Editors Clash on the Issues
Bob Dole, Bill Clinton Debate
On the News Desk at The Hour
Depending on where you're coming from news reporters and editors often are considered either lunatics from the right wing fringe or part of the liberal East Coast media. The Hour exemplifies what's really true. The staffs of most newspapers have employees representing a wide variety of views.
Here, Hour editors Mary Zurolo and William F. Torpey offer opposing views on four issues.
Frivolous Lawsuits?
Zurolo: State lawsuits against tobacco companies are frivolous. It is not the fault of the companies that people bought their products and became addicted to nicotine. All smokers make the choice to smoke and to continue doing so despite reports, and common sense, pointing to the fact that smoking is unhealthy. Such lawsuits are just one more indication of how America has become a culture made up of people who love to be victims rather than one in which people are willing to take responsibility for their own actions.
Torpey response: While it's true that we've become a litigious society, lawsuits are often the only way that aggrieved persons can achieve justice. Sure, if we can resolve issues without going to court, by all means let's do it. But we must allow those aggrieved to have their day in court.
Political Strategies
Torpey: Democrats and Republicans, naturally, will never agree; but Democrats do not make character assassination part of their overall political strategy the way the Republican Party does.

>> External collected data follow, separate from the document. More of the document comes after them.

PR #529, opened 2026-08-02
Rename generic node IDs to semantic names in examples

akre54:
#### Background
Example projects contained generic auto-generated node IDs (e.g., `duckdb-0`, `accessor-2`) that made the node graphs harder to read and understand. This PR renames all generic node IDs to semantic names that describe what each node does.

#### Change List
- Renamed 14 generic node IDs across 5 example projects (chargers, orbit, nyc-census, world-flights, custom-maplibre-layer-test)
- Updated all edge references and timeline keys to use new semantic names
- Regenerated website screenshots for chargers and world-flights examples
- Added `validate-examples.js` script with pre-commit hook integration to enforce semantic naming
- Added `setup-hooks.sh` script for easy git hook installation


package.json
chrisgervang, line 1: This unintentionally reformatted the file to use tabs instead of spaces. npm intentionally formats a lockfile to match package.json whenever it updates the lockfile. Pushed up #531 to fix

PR #530, opened 2026-08-05
test: add Playwright visual regression tests for examples

akre54:
#### Background

Visual regression testing helps catch unintended rendering changes across all example projects. Previously, changes to operators, layers, or rendering could break examples without detection.

#### Change List
- Add Playwright E2E visual regression tests with dynamic example discovery
- Detect animated examples by parsing keyframes, test multiple frames (0s, 0.5s, 1s, 2s)
- Commit 11 baseline snapshots for CI comparison (platform-specific)
- Expose `window.deck` and `window.getTimelineStore` for test access
- Add comprehensive test README with setup, troubleshooting, CI integration
- Configure Playwright with 150s timeout for slow-loading examples
- Gitignore test artifacts (playwright-report/, test-results/) but keep snapshots


chrisgervang (commented):
Why are we testing the UI+output instead of just the output? UI could change in a valid way that breaks the output, and it'll be difficult to tell.

PR #532, opened 2026-08-06
fix: silence already-applied Vitest postinstall patch

chrisgervang:
## Summary

Stop the `@vitest/browser-playwright` postinstall script from warning when its workaround is already present.

After the first successful patch, later installs could no longer find the original source and printed `target not found — patch may be outdated`. That warning was misleading: the target was missing because the patch had already been applied.

This change checks for the exact injected handler and exits silently when it is found. The existing warning remains for genuinely unknown upstream source. The underlying `route.fulfill()` workaround is unchanged.

## Testing

- `node --check scripts/patch-vitest-browser-playwright.cjs`
- Ran the script against an already-patched installation and confirmed it produced no output.

## Context

The workaround was introduced in #405 for a Vitest/Playwright teardown race.


chrisgervang:
Closed in favor of #538

PR #533, opened 2026-08-06
chore: upgrade deck.gl to 9.3.8

### LINKED ISSUE #528: MapLibre `antialias` and `preserveDrawingBuffer` are silently ignored on maplibre-gl v5
## Summary

`noodles-editor/src/timeline-editor.tsx` passes `antialias` and `preserveDrawingBuffer` as **top-level** MapLibre map options. On maplibre-gl v5 (we pin `^5.21.1`) both moved into `canvasContextAttributes`, and the top-level keys are no longer read at all. Both settings are currently no-ops.

The visible consequence is that MSAA is off, so deck.gl layers interleaved into the basemap render with no antialiasing whatsoever — deck.gl's `PathLayer` has no analytic antialiasing in its fragment shader and depends entirely on the default framebuffer's MSAA. Basemap lines stay crisp (MapLibre computes analytic coverage in `line.fragment.glsl`), while deck.gl strokes look aliased next to them. Most visible on high-resolution exports.

## Evidence

`maplibre-gl@5` builds its context attributes only from `canvasContextAttributes`:

```ts
// maplibre-gl/src/ui/map.ts
defaultOptions = { canvasContextAttributes: {          // :500
    antialias: false, preserveDrawingBuffer: false, ... } }

const resolvedOptions = {...defaultOptions, ...options, canvasContextAttributes: {   // :736
    ...defaultOptions.canvasContextAttributes, ...options.canvasContextAttributes }}

this._canvasContextAttributes = {...resolvedOptions.canvasContextAttributes};        // :778
```

`options.antialias` and `options.preserveDrawingBuffer` are never read. The top-level keys survive into `resolvedOptions` and are then discarded.

### 1. Move both into `canvasContextAttributes`

`noodles-editor/src/timeline-editor.tsx`, around line 179:

```diff
 const mapProps: MapProps = {
   interactive: false,
-  antialias: true,
-  preserveDrawingBuffer: true,
+  canvasContextAttributes: {antialias: true, preserveDrawingBuffer: true},
   onLoad: ({ target: map }) => {
```

`preserveDrawingBuffer` matters independently of the aliasing — the screenshot and video capture paths in `src/render/` rely on it.

### 2. Drop `useDevicePixels` from `deckProps`

`noodles-editor/src/timeline-editor.tsx`, around line 147. It has no meaning in interleaved mode —
the base map owns the canvas and its drawing buffer size.

Worse, on `deck.gl@9.2` it actively leaks. `MapboxOverlay.filterProps` reads `interleaved` off the
*incoming* props, so while the constructor call is safe (`new MapboxOverlay({...props, interleaved:
true})`), the later `deck.setProps({...props, onAfterRender})` in `DeckGLOverlay` omits
`interleaved`. It defaults to `false`, and `useDevicePixels: false` reaches `Deck`, which forwards it to `_canvasContext.setProps(...)` on MapLibre's shared canvas. On a HiDPI display that clamps the
shared drawing buffer to 1× CSS and halves effective resolution for the basemap and deck alike.
No-op on 1× displays.

Fixed upstream in [visgl/deck.gl#10510](https://github.com/visgl/deck.gl/pull/10510), which is on `master` but not in any published release as of `9.4.0-alpha.2`. Removing the prop fixes it on 9.2 today regardless.

## Notes

Even with MSAA correctly enabled, multisampling is expensive at these export resolutions (a
3840×2160 CSS canvas at `devicePixelRatio: 2` means a 7680×4320 multisampled buffer) and still quantizes coverage for sub-pixel strokes. deck.gl 9.4 might add a `antialiasing` prop to `PathLayer` and `LineLayer` that computes coverage analytically in the shader, which would let this app turn MSAA back off.

chrisgervang:
Closes #528

#### Background

Upgrade deck.gl from 9.2.11 to 9.3.8. This release fixes device-pixel handling for interleaved MapLibre rendering and removes the legacy FPS widget in favor of the consolidated Stats widget.

MapLibre GL v5 also reads antialiasing and frame-capture settings from canvasContextAttributes, so the existing top-level options were ignored.

#### Change List

- Upgrade deck.gl to 9.3.8 and align the directly imported @luma.gl/effects package at 9.3.6.
- Configure antialiasing and preserveDrawingBuffer through MapLibre canvas context attributes.
- Keep useDevicePixels disabled for standalone Deck rendering; deck.gl 9.3.8 now ignores it automatically for an interleaved MapboxOverlay.
- Preserve FpsWidgetOp project compatibility while rendering deck.gl's replacement StatsWidget.
- Update built-in widget descriptors to use the constructors exported by deck.gl 9.3.
- Add regression coverage for rendering defaults and runtime widget-constructor resolution.

#### Testing

- npm test --workspace noodles-editor -- --run (2,679 passed, 10 skipped)
- npm run lint --workspace noodles-editor
- npm run format:check --workspace noodles-editor
- npm run build --workspace noodles-editor


chrisgervang:
Recent renders have come out blurry, quick fix to improve quality

akre54 (approved):
Fine by me. The logic is a little spaghetti now but I like the idea of extracting the defaults to a separate file.

Minor note inline but fine to merge as-is

noodles-editor/src/timeline-editor.tsx
```diff
@@ -140,15 +141,7 @@ export default function TimelineEditor() {
...
-    deviceProps: {
-      type: 'webgl',
-      powerPreference: 'high-performance',
-      webgl: {
-        stencil: true,
-      },
-    },
-    useDevicePixels: false,
-    ...visualization.deckProps,
+    ...createDeckRenderingProps(visualization.deckProps, basemapEnabled),
```
akre54: Maybe slight pref towards doing this inline here, instead of a helper function:

```ts
const deckProps: DeckProps = {
  ...deckRenderingDefaults
  ...visualization.deckProps,
  ...(basemapEnabled ? {} : { useDevicePixels: false })
}
```

IMO reads a little cleaner without the indirection

chrisgervang: We could inline it but this snippet isn't equivalent. If we went back to this code,

- With a basemap, `visualization.deckProps.useDevicePixels` would survive the spread and could reintroduce the interleaved-mode bug.
- Without a basemap, the final {useDevicePixels: false} would override an explicit standalone setting such as true.

The helper deliberately strips the property in interleaved mode, so our inline version should too. The inline version looks like:

```ts
const deckProps: DeckProps = {
  ...deckRenderingDefaults,
  useDevicePixels: false,
  ...visualization.deckProps,
  onDeviceInitialized: device => {
    visualization.deckProps?.onDeviceInitialized?.(device)
    redraw()
  },
  onAfterRender: () => {
    // Existing callback body
  },
}

// MapLibre owns the shared canvas drawing buffer in interleaved mode.
if (basemapEnabled) {
  delete deckProps.useDevicePixels
}
```

chrisgervang: It'd be nice to get TimelineEditor into a easier to test state, or just invest in making complex mocks for it. I'm a bit concerned of inlining this right now because we can't easily regression test it in the TimelineEditor machinery

akre54: What's the actual code that checks `useDevicePixels`? If it doesn't use an `in` check, i.e. `if ('useDevicePixels' in props) { ...` then we could just set `{ useDevicePixels: undefined }` if `basemapEnabled`

But also fine. I think it's a little more obvious to keep the props organized but this is very minor

chrisgervang: Even better: Spoke to Xiaoji and we decided to ship a patch in deck 9.3 instead of 9.4 so now it should be safe to always define useDevicePixels. Internally, it'll drop it for interleaved renderers

https://github.com/visgl/deck.gl/pull/10510

akre54: Nice!

chrisgervang:
@greptile-apps re-review

PR #10624, opened 2020-08-04
Galactocentric frame defaults registry

nstarman:
### Description
`galactocentric_frame_defaults` allows for a user-defined set of parameters to be manually set. This PR extends that capability to a registry system such that parameter sets may be named and get/set just like the built-in option (pre-v4.0, v4.0).

```python
import astropy.units as u
from astropy.coordinates import galactocentric_frame_defaults

galactocentric_frame_defaults.register(
    name="test",
    value={"galcen_coord": ICRS(ra=266.0 * u.degree, dec=-29 * u.degree),
                "galcen_distance": 8.1 * u.kpc,
                "galcen_v_sun": r.CartesianDifferential([12.9, 245.6, 7.8] * u.km / u.s),
                "z_sun": 21.0 * u.pc,
                 "roll": 0 * u.deg},
    references=None
)

with galactocentric_frame_defaults.set("test"):
    params = galactocentric_frame_defaults.get()
```

Additional metadata, such as the value standard deviations,  is supported by the ``_state`` dictionary attribute, whose items are also exposed to the user by key access on the main class.

```python
galactocentric_frame_defaults._registry["test"]["stdv"] = {
    "galcen_coord": {"ra": 1 * u.deg, "dec": 1 * u.deg},
    "galcen_distance": 0.1 * u.kpc,
    "galcen_v_sun": {"x": 2 * u.km / u.s, "y": 1 * u.km / u.s, "z": 1* u.km / u.s},
    "z_sun": 1 * u.pc,
    "roll": 0 * u.deg,
}

galactocentric_frame_defaults.set("test")

test_stdv = galactocentric_frame_defaults["stdv"]

```

If metadata is added to one parameter set, for consistency it should be added to all. Though the built-in options are read-only for "value" and "references", they permit additional fields, such as the standard deviation.

```python
galactocentric_frame_defaults._registry["v4.0"]["stdv"] = {
    "galcen_coord": {"ra": 1 * u.deg, "dec": 1 * u.deg},
    "galcen_distance": 0.1 * u.kpc,
    "galcen_v_sun": {"x": 2 * u.km / u.s, "y": 1 * u.km / u.s, "z": 1* u.km / u.s},
    "z_sun": 1 * u.pc,
    "roll": 0 * u.deg,
}

galactocentric_frame_defaults.set("v4.0")

stdv = galactocentric_frame_defaults["stdv"]

```

### DIFF
--- a/CHANGES.rst
+++ b/CHANGES.rst
@@ -29,6 +29,7 @@ astropy.coordinates
   Depending on needed precision and the obstime array in question, speed ups
   reach factors of 10x to >100x. [#10647]
 
+- ``galactocentric_frame_defaults`` can now also be used as a registry, with user-defined parameter values and metadata. [#10624]
 
 astropy.cosmology
 ^^^^^^^^^^^^^^^^^
--- a/astropy/__init__.py
+++ b/astropy/__init__.py
@@ -170,25 +170,7 @@ class base_constants_version(ScienceState):
         if 'astropy.constants' in sys.modules:
             raise RuntimeError('astropy.constants is already imported')
 
-        class _Context:
-            def __init__(self, parent, value):
-                self._value = value
-                self._parent = parent
-
-            def __enter__(self):
-                pass
-
-            def __exit__(self, type, value, tb):
-                self._parent._value = self._value
-
-            def __repr__(self):
-                return ('<ScienceState {}: {!r}>'
-                        .format(self._parent.__name__, self._parent._value))
-
-        ctx = _Context(cls, cls._value)
-        value = cls.validate(value)
-        cls._value = value
-        return ctx
+        return super().set(cls, value)
 
 
 class physical_constants(base_constants_version):
--- a/astropy/coordinates/builtin_frames/galactocentric.py
+++ b/astropy/coordinates/builtin_frames/galactocentric.py
@@ -1,11 +1,15 @@
 # -*- coding: utf-8 -*-
 # Licensed under a 3-clause BSD style license - see LICENSE.rst
 
+import copy
+from collections.abc import MappingView
+from types import MappingProxyType
+
 import numpy as np
 
 from astropy import units as u
 from astropy.utils.state import ScienceState
-from astropy.utils.decorators import format_doc
+from astropy.utils.decorators import format_doc, classproperty, deprecated
 from astropy.coordinates.angles import Angle
 from astropy.coordinates.matrix_utilities import rotation_matrix, matrix_product, matrix_transpose
 from astropy.coordinates import representation as r
@@ -30,6 +34,25 @@ __all__ = ['Galactocentric']
 _ROLL0 = Angle(58.5986320306*u.degree)
 
 
+class _StateProxy(MappingView):
+    """
+    `~collections.abc.MappingView` with a read-only ``getitem`` through
+    `~types.MappingProxyType`.
+
+    """
+
+    def __init__(self, mapping):
+        super().__init__(mapping)
+        self._mappingproxy = MappingProxyType(self._mapping)  # read-only
+
+    def __getitem__(self, key):
+        """Read-only ``getitem``."""
+        return self._mappingproxy[key]
+
+    def __deepcopy__(self, memo):
+        return copy.deepcopy(self._mapping, memo=memo)
+
+
 class galactocentric_frame_defaults(ScienceState):
     """This class controls the global setting of default values for the frame
     attributes in the `~astropy.coordinates.Galactocentric` frame, which may be
@@ -41,12 +64,29 @@ class galactocentric_frame_defaults(ScienceState):
     ``Galactocentric`` or ``Galactocentric()`` with no explicit arguments.
 
     This class controls the parameter settings by specifying a string name,
-    which can be one of:
+    with the following pre-specified options:
 
     - 'pre-v4.0': The current default value, which sets the default frame
       attribute values to their original (pre-astropy-v4.0) values.
     - 'v4.0': The attribute values as updated in Astropy version 4.0.
     - 'latest': An alias of the most recent parameter set (currently: 'v4.0')
+
+    Alternatively, user-defined parameter settings may be registered, with
+    :meth:`~astropy.coordinates.galactocentric_frame_defaults.register`,
+    and used identically as pre-specified parameter sets. At minimum,
+    registrations must have unique names and a dictionary of parameters
+    with keys "galcen_coord", "galcen_distance", "galcen_v_sun", "z_sun",
+    "roll". See examples below.
+
+    This class also tracks the references for all parameter values in the
+    attribute ``references``, as well as any further information the registry.
+    The pre-specified options can be extended to include similar
+    state information as user-defined parameter settings -- for example, to add
+    parameter uncertainties.
+
+    The preferred method for getting a parameter set and metadata, by name, is
+    :meth:`~galactocentric_frame_defaults.get_from_registry` since
+    it ensures the immutability of the registry.
 
     See :ref:`astropy-coordinates-galactocentric-defaults` for more information.
 
@@ -82,73 +122,157 @@ class galactocentric_frame_defaults(ScienceState):
         <Galactocentric Frame (galcen_coord=<ICRS Coordinate: (ra, dec) in deg
             (266.4051, -28.936175)>, galcen_distance=8.0 kpc, galcen_v_sun=(11.1, 232.24, 7.25) km / s, z_sun=27.0 pc, roll=0.0 deg)>
 
+    Additional parameter sets may be registered, for instance to use the
+    Dehnen & Binney (1998) measurements of the solar motion. We can also
+    add metadata, such as the 1-sigma errors. In this example we will modify
+    the required key "parameters", change the recommended key "references" to
+    match "parameters", and add the extra key "error" (any key can be added)::
+
+        >>> state = galactocentric_frame_defaults.get_from_registry("v4.0")
+        >>> state["parameters"]["galcen_v_sun"] = (10.00, 225.25, 7.17) * (u.km / u.s)
+        >>> state["references"]["galcen_v_sun"] = "https://ui.adsabs.harvard.edu/full/1998MNRAS.298..387D"
+        >>> state["error"] = {"galcen_v_sun": (0.36, 0.62, 0.38) * (u.km / u.s)}
+        >>> galactocentric_frame_defaults.register(name="DB1998", **state)
+
+    Just as in the previous examples, the new parameter set can be retrieved with::
+
+        >>> state = galactocentric_frame_defaults.get_from_registry("DB1998")
+        >>> print(state["error"]["galcen_v_sun"])  # doctest: +FLOAT_CMP
+        [0.36 0.62 0.38] km / s
+
     """
 
     _latest_value = 'v4.0'
-    _references = None
     _value = None
+    _references = None
+    _state = dict()  # all other data
+
+    # Note: _StateProxy() produces read-only view of enclosed mapping.
+    _registry = {
+        "v4.0": {
+            "parameters": _StateProxy(
+                {
+                    "galcen_coord": ICRS(
+                        ra=266.4051 * u.degree, dec=-28.936175 * u.degree
+                    ),
+                    "galcen_distance": 8.122 * u.kpc,
+                    "galcen_v_sun": r.CartesianDifferential(
+                        [12.9, 245.6, 7.78] * (u.km / u.s)
+                    ),
+                    "z_sun": 20.8 * u.pc,
+                    "roll": 0 * u.deg,
+                }
+            ),
+            "references": _StateProxy(
+                {
+                    "galcen_coord": "https://ui.adsabs.harvard.edu/abs/2004ApJ...616..872R",
+                    "galcen_distance": "https://ui.adsabs.harvard.edu/abs/2018A%26A...615L..15G",
+                    "galcen_v_sun": [
+                        "https://ui.adsabs.harvard.edu/abs/2018RNAAS...2..210D",
+                        "https://ui.adsabs.harvard.edu/abs/2018A%26A...615L..15G",
+                        "https://ui.adsabs.harvard.edu/abs/2004ApJ...616..872R",
+                    ],
+                    "z_sun": "https://ui.adsabs.harvard.edu/abs/2019MNRAS.482.1417B",
+                    "roll": None,
+                }
+            ),
+        },
+        "pre-v4.0": {
+            "parameters": _StateProxy(
+                {
+                    "galcen_coord": ICRS(
+                        ra=266.4051 * u.degree, dec=-28.936175 * u.degree
+                    ),
+                    "galcen_distance": 8.3 * u.kpc,
+                    "galcen_v_sun": r.CartesianDifferential(
+                        [11.1, 220 + 12.24, 7.25] * (u.km / u.s)
+                    ),
+                    "z_sun": 27.0 * u.pc,
+                    "roll": 0 * u.deg,
+                }
+            ),
+            "references": _StateProxy(
+                {
+                    "galcen_coord": "https://ui.adsabs.harvard.edu/abs/2004ApJ...616..872R",
+                    "galcen_distance": "https://ui.adsabs.harvard.edu/#abs/2009ApJ...692.1075G",
+                    "galcen_v_sun": [
+                        "https://ui.adsabs.harvard.edu/#abs/2010MNRAS.403.1829S",
+                        "https://ui.adsabs.harvard.edu/#abs/2015ApJS..216...29B",
+                    ],
+                    "z_sun": "https://ui.adsabs.harvard.edu/#abs/2001ApJ...553..184C",
+                    "roll": None,
+                }
+            ),
+        },
+    }
+
+    @classproperty  # read-only
+    def parameters(cls):
+        return cls._value
+
+    @classproperty  # read-only
+    def references(cls):
+        return cls._references
 
     @classmethod
-    def get_solar_params_from_string(cls, arg):
-        """Return Galactocentric solar parameters given string names for the
-        parameter sets.
+    def get_from_registry(cls, name: str):
         """
+        Return Galactocentric solar parameters and metadata given string names
+        for the parameter sets. This method ensures the returned state is a
+        mutable copy, so any changes made do not affect the registry state.
 
-        # Resolve the meaning of 'latest': The latest parameter set is from v4.0
+        Returns
+        -------
+        state : dict
+            Copy of the registry for the string name.
+            Should contain, at minimum:
+
+            - "parameters": dict
+                Galactocentric solar parameters
+            - "references" : Dict[str, Union[str, Sequence[str]]]
+                References for "parameters".
+                Fields are str or sequence of str.
+
+        Raises
+        ------
+        KeyError
+            If invalid string input to registry
+            to retrieve solar parameters for Galactocentric frame.
+
+        """
+        # Resolve the meaning of 'latest': latest parameter set is from v4.0
         # - update this as newer parameter choices are added
-        if arg == 'latest':
-            arg = cls._latest_value
+        if name == 'latest':
+            name = cls._latest_value
 
-        params = dict()
-        references = dict()
+        # Get the state from the registry.
+        # Copy to ensure registry is immutable to modifications of "_value".
+        # Raises KeyError if `name` is invalid string input to registry
+        # to retrieve solar parameters for Galactocentric frame.
+        state = copy.deepcopy(cls._registry[name])  # ensure mutable
 
-        # Currently, all versions use the same sky position for Sgr A*:
-        params['galcen_coord'] = ICRS(ra=266.4051*u.degree,
-                                      dec=-28.936175*u.degree)
-        references['galcen_coord'] = \
-            'https://ui.adsabs.harvard.edu/abs/2004ApJ...616..872R'
+        return state
 
-        # The roll angle is the same for both frames:
-        params['roll'] = 0 * u.deg
+    @deprecated("v4.2", alternative="`get_from_registry`")
+    @classmethod
+    def get_solar_params_from_string(cls, arg):
+        """
+        Return Galactocentric solar parameters given string names
+        for the parameter sets.
 
-        if arg == 'pre-v4.0':
-            params['galcen_distance'] = 8.3 * u.kpc
-            references['galcen_distance'] = \
-                'https://ui.adsabs.harvard.edu/#abs/2009ApJ...692.1075G'
+        Returns
+        -------
+        parameters : dict
+            Copy of Galactocentric solar parameters from registry
 
-            params['galcen_v_sun'] = r.CartesianDifferential([11.1,
-                                                              220+12.24,
-                                                              7.25]*u.km/u.s)
-            references['galcen_v_sun'] = \
-                ['https://ui.adsabs.harvard.edu/#abs/2010MNRAS.403.1829S',
-                 'https://ui.adsabs.harvard.edu/#abs/2015ApJS..216...29B']
+        Raises
+        ------
+        KeyError
+            If invalid string input to registry
+            to retrieve solar parameters for Galactocentric frame.
 
-            params['z_sun'] = 27.0 * u.pc
-            references['z_sun'] = \
-                'https://ui.adsabs.harvard.edu/#abs/2001ApJ...553..184C'
-
-        elif arg == 'v4.0':
-            params['galcen_distance'] = 8.122 * u.kpc
-            references['galcen_distance'] = \
-                'https://ui.adsabs.harvard.edu/abs/2018A%26A...615L..15G'
-
-            params['galcen_v_sun'] = r.CartesianDifferential([12.9,
-                                                              245.6,
-                                                              7.78]*u.km/u.s)
-            references['galcen_v_sun'] = \
-                ['https://ui.adsabs.harvard.edu/abs/2018RNAAS...2..210D',
-                 'https://ui.adsabs.harvard.edu/abs/2018A%26A...615L..15G',
-                 'https://ui.adsabs.harvard.edu/abs/2004ApJ...616..872R']
-
-            params['z_sun'] = 20.8 * u.pc
-            references['z_sun'] = \
-                'https://ui.adsabs.harvard.edu/abs/2019MNRAS.482.1417B'
-
-        else:
-            raise ValueError(f'Invalid string input to retrieve solar '
-                             f'parameters for Galactocentric frame: "{arg}"')
-
-        return params, references
+        """
+        return cls.get_from_registry(arg)["parameters"]
 
     @classmethod
     def validate(cls, value):
@@ -156,25 +280,61 @@ class galactocentric_frame_defaults(ScienceState):
             value = cls._latest_value
 
         if isinstance(value, str):
-            params, refs = cls.get_solar_params_from_string(value)
-            cls._references = refs
-            return params
+            state = cls.get_from_registry(value)
+            cls._references = state["references"]
+            cls._state = state
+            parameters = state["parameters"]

It's difficult to compromise when you're always being unjustly attacked.
Zurolo response: Republicans can't help pointing out the numerous transgressions of the Democrats because there are so many.
Government Spending
Zurulo: The legislature's recent decision to spend $53,000 upgrading lawmakers' nameplates in the Capitol parking lot (in Hartford) is just one more example of wasteful government spending. The fact that several lawmakers on the committee that authorized the spending didn't even know how much the final project would cost shows that the more money lawmakers collect the more likely they are to spend it irresponsibly. And that is why all budgets should have spending caps.
Torpey response: That's nice. But, lawmakers should be more concerned with traffic signs and highway markers. They're so poor throughout the state that a national emergency should be declared to insure that communities establish minimum safety requirements for wording and placement. In any case, spending caps are always a bad idea. They abrogate lawmakers' responsibility to do the job they were elected to do.
The U.S. Justice System
Torpey: Our jury system needs a lot of work. Aside from all the questions revolving around the rules of evidence, jury selection, and the discretion of judges that evolved over the years, a way must be found to establish public confidence in the system when a jury finds an accused person not guilty.
Zurolo response: Re-establishing public confidence in the jury system won't occur until an attempt is made to base law more on truth than technicalities. Stacking juries in favor of one side is a practice that needs to be reformed. Until then, Americans should feel thankful they can freely express their dissatisfaction with particular trials.
I wrote this column as a "My View" for The Hour newspaper of Norwalk, Conn., with a fellow editor, Mary Zurolo, on Feb. 1, 1997.